Nach einem Dreivierteljahr sagten sie, Signora, wir können nicht helfen. Dafür schrieben sie ihr einen Bericht, in dem sie die Eigenschaften der Imbutini wissenschaftlich analysierten. „Noch jedes Mal, wenn ich ihn lese, habe ich Tränen in den Augen“, sagt Valentini, so positiv sei er ausgefallen.
Die Trichterform füllt sich mit der Soße
In dem Bericht heißt es: Die Pasta kocht in jedem Eck perfekt durch, die Trichterform füllt sich mit den schmackhaften Zutaten der Soße, aber durch das Loch an der Spitze kann das Kochwasser beim Abgießen problemlos abfließen, sodass man sich nicht die Zunge verbrennt.
Über Zufall erfährt Luca Tommasi von den Imbutini. Eigentlich baut seine Firma Verpackungsautomaten und maßgefertigte Fließbandmaschinen. Als er mit Valentini einen Termin ausmacht, glaubt er, mit der Besitzerin eines Unternehmens zu sprechen. Dann steigt er ins Auto und merkt, dass er in ein Wohnviertel gelotst wird. „Wir arbeiten eigentlich nicht mit Privatpersonen“, sagt er fast entschuldigend. „Ich habe mir gesagt, was soll’s, ich habe den Termin schon ausgemacht, wir plaudern ein bisschen, trinken einen Espresso und dann gehe ich wieder.“ Angesichts ihres Enthusiasmus und Tatendrangs kann der Ingenieur jedoch nicht Nein sagen. Außerdem gefällt Tommasi die Herausforderung.

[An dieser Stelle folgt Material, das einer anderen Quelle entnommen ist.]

PR #167, opened 2020-08-03
Add aria-haspopup to single and mulit choice inputs for accessibility

bennapp:
## Motivation
https://www.pivotaltracker.com/story/show/173953747

## PR upkeep checklist

- [x] Change log entry
- [x] Label(s)
- [x] Assignee(s)
- [x] Deployment URL: https://mavenlink.github.io/design-system/$BRANCH
- [ ] Green Bigmaven CI check


bennapp:
The change log has: `- Minor: `CustomFieldInputSingleChoice` and `CustomFieldInputMultipleChoice` accessibility improvements.`

I might just piggy-back on that sentiment for this effort. Unless we feel like we need to comment on `aria-haspopup` specifically.

bennapp:
@juanca should be all good on the aria-expanded front.

src/components/custom-field-input-multiple-choice/custom-field-input-multiple-choice.test.jsx
```diff
@@ -56,6 +57,17 @@ describe('<CustomFieldInputMultipleChoice>', () => {
...
+
+      it('has aria-haspopup for accessibility', () => {
+        render(<CustomFieldInputMultipleChoice {...requiredProps} />);
+        expect(screen.getByLabelText('test label', { selector: '[aria-haspopup="listbox"]' })).toBeInTheDocument();
+      });
+
+      it('has aria-expanded for accessibility', () => {
+        render(<CustomFieldInputMultipleChoice {...requiredProps} />);
+        userEvent.click(screen.getByText('test label'));
+        expect(screen.getByLabelText('test label', { selector: 'ul[aria-expanded=true]' })).toBeInTheDocument();
```
bennapp, line 69: @juanca is this the best way to select the element?

src/components/listbox/listbox.jsx
```diff
@@ -123,6 +124,7 @@ Listbox.propTypes = {
   children: PropTypes.node,
   className: PropTypes.string,
   labelledBy: PropTypes.string.isRequired,
+  ariaExpanded: PropTypes.bool,
```
juanca, line 127: I think we shoudn't highlight the "aria" about this prop, instead favoring a more "standard" phrasing. I think this would encourage others to hook more "normal props" to their aria equivalents. i.e. let's rename `ariaExanded` to `expanded`.

bennapp: I can buy it, done!

src/components/custom-field-input-single-choice/custom-field-input-single-choice.jsx
```diff
@@ -169,7 +169,7 @@ const CustomFieldInputSingleChoice = forwardRef(function CustomFieldInputSingleC
         choices.length === 0 ? (<NoOptions className={styles['no-options']} />) : (
           <Listbox
             className={styles.dropdown}
-            ariaExpanded={true}
+            expanded={true}
```
juanca, line 172: Oh, I just realized this is always expanded. I now wonder if this has any meaning to the a11y tree since it is always `true`. 

But at least it is part of the Listbox API!

src/components/custom-field-input-multiple-choice/custom-field-input-multiple-choice.test.jsx
juanca: If possible, I would make the selector as simple as possible but then assert something about the attribute.

```
expect(screen.getByRole('listbox')).toHaveAttribute('aria-expanded', 'true');
```

src/components/custom-field-input-single-choice/custom-field-input-single-choice.jsx
juanca: I think we might not be using the `aria-expanded` attribute correctly here.

https://www.w3.org/TR/wai-aria-practices/examples/combobox/aria1.1pattern/listbox-combo.html

The `aria-expanded` is used on the element that has a popup. The `aria-expanded` indicates to the accessibility tree that the popup is either expanded (visible) or collapsed (not visible)_.

src/components/custom-field-input-multiple-choice/custom-field-input-multiple-choice.jsx
```diff
@@ -135,6 +135,8 @@ function CustomFieldInputMultipleChoice(props) {
             {!props.readOnly && (
               <input
                 aria-labelledby={`${props.id}-label`}
+                aria-haspopup={'listbox'}
+                aria-expanded={renderPopup}
```
juanca, line 139: Looks like we will need to add `role="combobox"` to the input:

https://www.w3.org/TR/wai-aria/#combobox

It makes sense since we want the voice reader to know that this is a "smart widget"

juanca: Also, I just followed the linter error:

https://circleci.com/gh/mavenlink/design-system/2331?utm_campaign=vcs-integration-link&utm_medium=referral&utm_source=github-build-link
https://github.com/jsx-eslint/eslint-plugin-jsx-a11y/blob/master/docs/rules/role-supports-aria-props.md
https://www.w3.org/TR/wai-aria/#aria-expanded
https://www.w3.org/TR/wai-aria/#combobox

src/components/custom-field-input-multiple-choice/custom-field-input-multiple-choice.jsx
```diff
@@ -135,6 +135,11 @@ function CustomFieldInputMultipleChoice(props) {
...
+                aria-autocomplete={'list'}
+                aria-controls={`${props.id}-multi-choice-listbox`}
```
juanca, line 141: This makes sense to me now. 

I used to be confused as to why `aria-haspopup` would only indicate a role but never the actual element. This was the missing relationship attribute.

src/components/custom-field-input-multiple-choice/custom-field-input-multiple-choice.jsx
```diff
@@ -135,6 +135,11 @@ function CustomFieldInputMultipleChoice(props) {
             {!props.readOnly && (
               <input
                 aria-labelledby={`${props.id}-label`}
+                aria-haspopup={'listbox'}
```
juanca, line 138: BTW: you can use strings in JSX:
```suggestion
                aria-haspopup="listbox"
```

Die war dann ziemlich groß: Tommasi hat noch nie mit Teig gearbeitet, und im Gegensatz zu stabilem Metall verändert sich Pastateig schon bei einem Wetterumschwung. Der Ingenieur erklärt, was ihn am Nudelteig wahnsinnig machte: Er ist feucht, klebrig und elastisch. Zum Glück hat auch Tommasi sbuzzo. Zwei Jahre nach dem ersten Prototyp in der Garage hat er eine voll funktionsfähige Pastamaschine in zwei Größen entwickelt, die 45 beziehungsweise 70 Kilo Pasta pro Stunde herstellen kann. Er ist in das Geschäft mit den Imbutini eingestiegen.
Als die Pastamaschinen 2019 serienreif sind, sind Valentinis Imbutini bereits fünf Jahre alt, sie selbst ist inzwischen 60. Nun spricht sie mit Restaurantbetreibern und Spezialitätengeschäften in Bologna. Die Stadt in der Emilia-Romagna hat eine jahrhundertealte Tradition der Pasta fresca, frischen Nudeln aus Mehl und Ei. Tortellini und Lasagne wurden hier geboren, ebenso wie die Tagliatelle al ragù, die als „Spaghetti Bolognese“ den Siegeszug antrat. Sie beherrschen die Speisekarten.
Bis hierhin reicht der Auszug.